Una persecución orquestada
El martirio de Vicente Artiga está incluido en el proceso de beatificación de 204 sacerdotes diocesanos, seis seminaristas y 31 seglares que acaba de abrir el Obispado de Barbastro-Monzón. Desde hace años ya están beatificados numerosos religiosos claretianos, benedictinos y escolapios martirizados durante los primeros meses de la persecución religiosa en Barbastro, además del obispo Florentino y del gitano Ceferino Jiménez Malla, el Pelé. La causa de los sacerdotes diocesanos se ha retomado porque «es una deuda histórica que tenemos con ellos», afirma Ángel Noguero, vicario general de la diócesis, que explica que «en esta persecución asesinaron al 80 % del clero diocesano. Y los que no mataron fue porque consiguieron huir después de deambular durante días por los bosques, o porque se encontraban casualmente fuera de la ciudad».
Para Noguero, «aquello fue una persecución en toda regla. No fue improvisada ni espontánea, sino orquestada.

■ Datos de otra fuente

PR #107, opened 2020-12-30
Undecidability of ZF Set Theory

dominik-kirst:
I've reworked my undecidability proof of ZF set theory using the unified FOL syntax. The covered problems are as follows:
- Validity and intuitionistic provability in ZF and Z' (i.e. ZF without separation and replacement) with Skolem symbols, see file ZF.v
- Validity and intuitionistic provability in ZF and Z' (i.e. ZF without separation and replacement) without Skolem symbols, see file minZF.v

The undecidability proofs require models of the respective theories, one way to obtain these models using a description operator on wf trees as in our CPP'18 paper is provided. The models for Z' could already be given just assuming extensionality of classes, as also noted in the CPP'18 paper. Further todos are as follows:
- If dropping the extensionality requirement (syntactic equality is interpreted as Coq equality) in the formulation of validity, the models for Z' can be given without assumptions.
- It should be possible to eliminate usage of the infinity axiom so that the constructive HF set model from Smolka/Stark can be used.
- The elimination of Skolem symbols used for the symbol-free axiomatisation should generalise to arbitrary theories.
- The verified translation from ZF with symbols to symbol-free ZF should easily yield the conservativity of the former over the latter.


theories/FOL/ZF.v
```diff
@@ -0,0 +1,155 @@
+(** * Definition of semantic and deductive ZF-Entailment *)
```
yforster, line 1: The `coqdoc` output of the library currently is minimal, but works.

Please either remove `(**` in the development, or make sure that the output is in line with the rest

theories/FOL/ZF.v
```diff
@@ -0,0 +1,155 @@
...
+
```
yforster, line 2: To be accessible, this file would need more comments explaining what's going on. But I wouldn't consider this necessary, just nice to have.

theories/FOL/ZF.v
```diff
@@ -0,0 +1,155 @@
...
+Definition fun_rel phi :=
+  ∀ ∀ ∀ phi[$2 .: $1 .: Nat.add 3 >> var] --> phi[$2 .: $0 .: Nat.add 3 >> var] --> $1 ≡ $0.
+
+Definition ax_rep phi :=
+  fun_rel phi --> ∀ ∃ ∀ $0 ∈ $1 <--> ∃ $0 ∈ $3 ∧ phi[$0 .: $1 .: Nat.add 4 >> var].
+
+Definition ZF' :=
+  ax_ext :: ax_eset :: ax_pair :: ax_union :: ax_power :: ax_om1 :: ax_om2 :: nil.
+
+Inductive ZF : form -> Prop :=
```
yforster, line 103: I don't understand this predicate

yforster (changes requested):
Only the coqdoc output is a showstopper for me, up to that I'm happy to merge

theories/FOL/ZF.v
dominik-kirst: Good point, will do :)

theories/FOL/ZF.v
dominik-kirst: You mean ZF? That's just adding all instances of separation and replacement to the core axioms in the list ZF'.

theories/FOL/ZF.v
dominik-kirst: Hmm is the plan to keep the coqdoc minimal with a single entry each problem and undecidability proof? Or is it okay to have one top-level entry for FOL with a more fine-grained internal structure (roughly one sub-entry each file)? I think the latter would be the preferable structure for publication linking.

theories/FOL/ZF.v
yforster: Okay, but what's `ZF'` then? Is the point to define the first-order theory of all axioms of `ZF`?

(I think the answer to the latter question is "yes". After understanding that `ZF` is supposed to be a theory, I also missed that it has to consider axiom schemes, but understood that now (that's why it is inductive rather than another list). This point might be an important thing to explain in the comments.)

dominik-kirst: Exactly, the strategy is to isolate the minimal (finite) axiomatisation expressible enough to verify the reduction. Then the reduction lifts generically to all (possibly infinite) extensions that still have a standard model, one instance is ZF by adding both separation and replacement, another one could be Z by just adding separation.

mrhaandi (changes requested):
While none of the below comments are absolute blockers, I would encourrage their consideration.

Minor Comments

- Why is this PR against `uds-psl:coq-8.12` and not `uds-psl:coq-8.13`, which will soon be the main branch?
- Some files have inconsistent/redundant trailing newlines; e.g. `PCPb_to_ZFD.v` 672--675 compared to `PCPb_to_ZF.v` no new lines before EOF.
Personally, I prefer exactly one trailing new line before EOF (from other programming languages); but at least be consistent.

Major Comments

- I would discourage (what to me seem) auxiliary lemmas in `_undec.v` files such as `Lemma extensional_eq_min'` in `minZF_undec.v`.
After all, the `_undec.v` files are supposed to contain exactly the (possibly conditional) undecidability results.
- Problem specification is still not quite minimal.
For example, `ZF.v` relies on `FullDeduction` which contains
auxiliary lemmas (not necessary for problem definition), hints to `core` (I would discourage side effects in specification), ltac code (again, not necessary and somewhat intransparent for a surveyor).
I encourage separation of a minimal specification from any auxiliary structures that are used in proofs.
- In a reduction file, e.g. `Reductions/PCPb_to_ZF.v` I would expect something like `Theorem reduction : (condition ->) PCPb ⪯ entailment_ZF.` (cf. `CFG/Reductions/PCP_to_CFPI.v`). This way, it is easier for a third party to use this many-one reduction step (e.g. in a reduction chain, cf. `SemiUnification/Reductions/HaltTM_1_chain_SemiU.v`) in a uniform way.

dominik-kirst:
> * Why is this PR against `uds-psl:coq-8.12` and not `uds-psl:coq-8.13`, which will soon be the main branch?

The PR was filed before the 8.13 release.

> * Some files have inconsistent/redundant trailing newlines; e.g. `PCPb_to_ZFD.v` 672--675 compared to `PCPb_to_ZF.v` no new lines before EOF.
>   Personally, I prefer exactly one trailing new line before EOF (from other programming languages); but at least be consistent.

I wasn't aware of this guide line and I would be actually surprised if this has been consistent so far, at least in any code I have contributed.
 
> * I would discourage (what to me seem) auxiliary lemmas in `_undec.v` files such as `Lemma extensional_eq_min'` in `minZF_undec.v`.
>   After all, the `_undec.v` files are supposed to contain exactly the (possibly conditional) undecidability results.

Agreed, I will move these lemmas.

> * Problem specification is still not quite minimal.
>   For example, `ZF.v` relies on `FullDeduction` which contains
>   auxiliary lemmas (not necessary for problem definition), hints to `core` (I would discourage side effects in specification), ltac code (again, not necessary and somewhat intransparent for a surveyor).
>   I encourage separation of a minimal specification from any auxiliary structures that are used in proofs.

I'm not sure a self-contained spec in a single file is the right way to go here. The problems depend on more than the deduction systems, at least also the syntax and semantics. If I copy the bare definitions into the specification, I'm not sure this will be much more instructive and if I do not copy but move the definitions, I introduce weird dependencies.

I could separate the files like FullDeduction.v into respective spec and facts files though and only import the former in the problem file. Or I make sure that FullDeduction.v is clearly separated in a spec and a facts part. How would you feed about this?

> * In a reduction file, e.g. `Reductions/PCPb_to_ZF.v` I would expect something like `Theorem reduction : (condition ->) PCPb ⪯ entailment_ZF.` (cf. `CFG/Reductions/PCP_to_CFPI.v`). This way, it is easier for a third party to use this many-one reduction step (e.g. in a reduction chain, cf. `SemiUnification/Reductions/HaltTM_1_chain_SemiU.v`) in a uniform way.

Okay good point, I'll state these reduction facts.

mrhaandi:
> Or I make sure that `FullDeduction.v` is clearly separated in a spec and a facts part. How would you feed about this?

Yes, for surveyability this would already be a good improvement.
Would it be possible upon importing the specification not to add any hints to `core` (but maybe to a dedicated FOL hint database if necessary)? Several times in the past using the library I encountered incoherent `eauto` behavior because specifications added `core` hints.

yforster:
As a quick fix, having the hints in `FullDeduction_facts.v` only and none in the spec file would already help, no?

What I don't like about hint databases is that they make calls to eauto syntactically longer. If there would be a way to say "in this file, use the following databases" that would be great.

mrhaandi:
> As a quick fix, having the hints in `FullDeduction_facts.v` only and none in the spec file would already help, no?

Yes, unless they become "weird dependencies" which Dominik mentioned.

> What I don't like about hint databases is that they make calls to eauto syntactically longer. If there would be a way to say "in this file, use the following databases" that would be great.

I sometimes write `eauto with problem_db nocore` for maximal robustness (and sometimes speed).
This already saved some maintenance work (especially moving towards Coq 8.13).
Setting local a default for individual files sound like a nice Coq feature request.

dominik-kirst:
I have just pushed the following changes:
- Coqdoc structure is disabled, I'll enable it in my fork again for the paper submission
- The problem files contain more explanatory comments and only import the definitions (`Syntax.v` 130 lines, `FullTarski.v` 100 lines, `FullDeduction.v` 50 lines). The facts are now in separate `_facts.v` files. If this structure is acceptable, I'll refactor the other FOL undec devs accordingly on the next occasion.
- The `_undec.v` files are now free of intermediate lemmas and I state the reduction facts explicitly (e.g. `PCPb_entailment_ZF` in `ZF_undec.v`). I'd rather keep them in the `_undec.v` files than moving them to the respective reduction files since they also connect the proofs involving the side conditions.

mrhaandi:
> I have just pushed the following changes: [...]

This looks very good. One small thing: `Notation "x ≡ y"` in `ZF.v` (among others) is on top-level (not opt-in) and has no scope. This might cause collisions in future with other `x ≡ y` notations (compare to encapsulation via `Module ListAutomationNotations.` in `Shared/ListAutomation.v`).
Arguably, if `ZF.v` forever remains a leaf, it is not a problem. Still, maybe a `Module ZFNotations` encapsulation would be more future proof.

dominik-kirst:
> This looks very good. One small thing: `Notation "x ≡ y"` in `ZF.v` (among others) is on top-level (not opt-in) and has no scope. This might cause collisions in future with other `x ≡ y` notations (compare to encapsulation via `Module ListAutomationNotations.` in `Shared/ListAutomation.v`).
> Arguably, if `ZF.v` forever remains a leaf, it is not a problem. Still, maybe a `Module ZFNotations` encapsulation would be more future proof.

The syntax notations in `ZF.v` and `minZF.v` are now in a new scope called `syn`. The same symbols are reused as semantic notations in a scope called `sem` that I already introduced before.

mrhaandi (approved):

yforster (approved):

theories/FOL/ZF_undec.v
```diff
@@ -0,0 +1,93 @@
...
+
+Corollary undecidable_model_entailment_ZF' :
+  inhabited extensional_normaliser -> undecidable entailment_ZF'.
+Proof.
+  intros (V & M & H1 & H2 & H3) % normaliser_model. apply undecidable_entailment_ZF'.
+  exists V, M. split; trivial. split; trivial. eauto using ZF.
+Qed.
+
+Theorem PCPb_deduction_ZF :
+  (exists V (M : interp V), extensional M /\ standard M /\ forall rho psi, ZF psi -> rho ⊨ psi) -> PCPb ⪯ deduction_ZF.
```
DmxLarchey, line 46: Dear @mrhaandi. Do we allow conditional reduction statements now?

theories/FOL/ZF_undec.v
```diff
@@ -0,0 +1,93 @@
...
+Qed.
+
+Theorem undecidable_entailment_ZF' :
+  (exists V (M : interp V), extensional M /\ standard M /\ forall rho psi, In psi ZF' -> rho ⊨ psi) -> undecidable entailment_ZF'.
+Proof.
+   intros H. now apply (undecidability_from_reducibility PCPb_undec), PCPb_entailment_ZF'.
+Qed.
+
+Corollary undecidable_model_entailment_ZF :
+  inhabited extensional_normaliser -> undecidable entailment_ZF.
```
DmxLarchey, line 33: Dear @dominik-kirst. It is quite not obvious to unfold the definition of what is an `extensional_normaliser`? Could you please give an informal description in comment at least?

DmxLarchey:
Well it seems I am too late ...

theories/FOL/ZF_undec.v
mrhaandi: A more precise question is either 
1) is the above condition an inherent part of the problem statement and should actually be presented via a subtype (e.g. assume Turing machines have at most 3 states), or
2) is this a meta-theoretical condition (e.g. assume excluded middle holds)
In case 1) the theorem should not be conditional (the condition has to be part of problem specification); in case 2) conditional statements are fine.
I'm not an expert for `PCPb_deduction_ZF` and since Dominik's PR is clearly improving the previous code I did not strongly object.

yforster:
It's never too late to improve :) We can discuss the questions and then do a new PR improving the current state. But I was willing to merge early to enable Dominik's "this work was contributed to the Coq Library of Undecidability Proofs" sentence in the paper draft and since the PR contributed an interesting and new result.

DmxLarchey:
> We can discuss the questions and then do a new PR improving the current state.

This is fine with me ;-)

dominik-kirst:
@DmxLarchey I'll make sure these points are addressed in the next PR.

Indeed, the condition is necessary to strengthen Coq enough to contain a model of ZF, since a reduction from a non-trivial problem to an axiomatisation proves the axiomatisation consistent. So it is option (2) of Andrej's list.

Informally, the assumption yields an extensional unique choice operator on isomorphism classes of well-founded trees, so it can be seen as a strong quotient axiom. There are 2 reasons why the computability of the reduction function should not be affected by this assumption. First, the reduction is defined in an axiom-free context before a ZF model is assumed to verify it. Secondly, not the consistency of CT but its admissibility is relevant for the actual computability of defined functions and our understanding is that any consistent _propositional_ assumption maintains admissibility of CT. In fact, I don't think that such a tree normaliser is inconsistent with CT since it only introduces a modest amount of unique choice and no classical logical principle like EM or LPO.

That said, I plan to weaken the assumption in the case of the considered fragments (ZF without replacement, ZF without any axiom scheme) because for them extensionality of classes (following from FE and PE) is enough to get a model. Also, the first two todos mentioned in the initial PR message will completely dispose of assumptions, since lifting the extensionality requirement (still without replacement) and eliminating the infinity axiom both admit fully constructive models.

Solo uno de los sacerdotes tuvo algo parecido a un juicio, pero la sentencia fue: “A usted lo matamos porque es cura”. Fue una masacre; los fusilaban y después les prendían fuego. Esos días salió lo peor del ser humano», lamenta.
Barbastro fue la diócesis más castigada por la persecución religiosa en aquellos años: fueron asesinados nueve de cada diez sacerdotes, entre ellos casi la totalidad de los religiosos, y numerosos laicos. La razón de este ensañamiento fue que, tras la sublevación, el coronel del Ejército destinado en Barbastro había dado garantías al obispo para proteger al clero, pero luego se apoderaron de las calles grupos anarquistas y de izquierda y el coronel decidió no intervenir ante las detenciones.
Entre los mártires se encontraban muchos laicos, «gente piadosa y religiosa, gente de bien, que rezaban y distribuían comida y trabajo a quienes lo necesitaban», afirma Noguero.
Laicos o sacerdotes, «muchos pudieron escaparse y no lo hicieron. Y ninguno renegó de su fe. Muchos murieron gritando vivas a Cristo Rey y a la Virgen, y pronunciando palabras de perdón».
Juan Luis Vázquez Díaz-Mayordomo
Imagen: El sacerdote Vicente Artiga.
(Foto: Ana Artiga)
¿Qué pasó después de la guerra?
Al acabar la guerra civil, en Barbastro no se desató la venganza ni se pidió cuentas a nadie. Ángel Noguero cuenta que «no se denunciaron unos a otros. La gente quiso olvidar todo enseguida», y relata lo que le transmitió personalmente su madre, testigo de aquellos días aciagos: «Antes que pasar por todo eso, querría que estuvieses muerto», le decía. «Debió de ser tal el terror que padecieron que quisieron olvidarlo todo». Sí se celebraron funerales por los asesinados, «pero ahí quedó todo». Y afirma que los pocos curas que se libraron de la persecución, al volver al pueblo, salvaron con su aval a los verdugos de sus familiares más cercanos. «Fueron actos heroicos que se añaden a los de los mártires», dice Noguero.
Por su parte, Ana Artiga revela que su abuela, la esposa de Faustino escondió en su casa a las monjas expulsadas del convento donde estaba detenido su marido. «Pero ella no recordaba con odio todo aquello, para nada. Pero sí nos dijo siempre que la persecución la sufrieron por ser católicos». Y a pesar de que la persecución continuó tras la contienda por parte de los maquis y que la Guardia Civil tuvo que protegerle en varias ocasiones –«Van a por usted, Faustino», le decían–, él quiso hacer borrón y cuenta nueva, e incluso atendió de buen grado como médico a los familiares de los milicianos involucrados en el asesinato de su hermano Vicente.